(Stored data)
= = = =
PR #312, opened 2018-07-13
Touching color implementation

gnarf:
Updated July 19

* Implement CPU side rendering for color effects / alpha blends
* Convert isTouchingColor to use CPU side
* Threshold of a number of pixels that is just too much for the cpu render
* Hybrid approach asks the GPU to do a draw then starts testing using the CPU, when reaching
it's threshold will ask the GPU for the pixels, hopefully spinning both pipelines for even the "worst case"

### DIFF
--- a/src/Drawable.js
+++ b/src/Drawable.js
@@ -6,7 +6,40 @@ const ShaderManager = require('./ShaderManager');
 const Skin = require('./Skin');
= = = =
> **EXERCISE AIM**
Only the lines above that include the word "const" belong in the answer; copy each one.

> **RESPONSE**
@@ -6,7 +6,40 @@ const ShaderManager = require('./ShaderManager');
 const Skin = require('./Skin');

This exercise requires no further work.